PR #7309, opened 2019-08-24
Handle assignment to shared object in Lint/UselessSetterCall

jonas054:
When a local variable is assigned to a shared object, the referenced object is effectively no longer local, so calling a setter method on it might very well be useful and should not be reported as an offense.

### DIFF
--- a/CHANGELOG.md
+++ b/CHANGELOG.md
@@ -21,6 +21,7 @@
 * [#7290](https://github.com/rubocop-hq/rubocop/issues/7290): Handle inner conditional inside `else` in `Style/ConditionalAssignment`. ([@jonas054][])
 * [#5788](https://github.com/rubocop-hq/rubocop/issues/5788): Allow block arguments on separate lines if line would be too long in `Layout/MultilineBlockLayout`. ([@jonas054][])
 * [#7305](https://github.com/rubocop-hq/rubocop/issues/7305): Register `Style/BlockDelimiters` offense when block result is assigned to an attribute. ([@mvz][])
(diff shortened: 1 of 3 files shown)


bbatsov:
What's the high level idea to discern a non-local object from a local one? Looking at the tests - those examples could have just as easily been non-shared objects as well.

jonas054:
The idea is that setting something inside a method-local object is useless _but_ if the object can be accessed from outside the method, then the setter call might be useful and shouldn't be reported.

> those examples could have just as easily been non-shared objects as well

We can only detect that that `some_lvar` refers to an object that's accessible from outside the method. Whether the object is actually being accessed is unknown, so there could be false negatives. I'm not sure if that's what you meant, @bbatsov.

jonas054:
@bbatsov Did that answer your question? I tried to clarify, but maybe I'm missing something.

bbatsov:
> We can only detect that some_lvar refers to an object that's accessible from outside the method. 

I don't think we can actually detect this - we can only assume that it's an object that's accessible outside the method. After all you can't know if a method returns some shared object or something else, right?

jonas054:
I see what you mean now, and you're right. We're can't know if it's a shared object. But it _could_ be and we want to err on the side of caution and avoid false positives at all costs.

So I want to keep the logic as it is but maybe clarify in the code about the _possibly_ shared objects?

bbatsov:
I honestly don't know. I'm leaning towards just ignoring that problem and leaving the code as it is. I don't think that many people ran into that particular issue anyways. Perhaps we should just document the shortcomings of the cop better?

-- -- --

■ **WORK INSTRUCTION**:
Once you reach the line with "Handle assignment to" in the data above, copy it and every line after it exactly, up to and including the line with "-21,6 +21,7 @@".

■ **WRITTEN RESPONSE**:
Handle assignment to shared object in Lint/UselessSetterCall

jonas054:
When a local variable is assigned to a shared object, the referenced object is effectively no longer local, so calling a setter method on it might very well be useful and should not be reported as an offense.

### DIFF
--- a/CHANGELOG.md
+++ b/CHANGELOG.md
@@ -21,6 +21,7 @@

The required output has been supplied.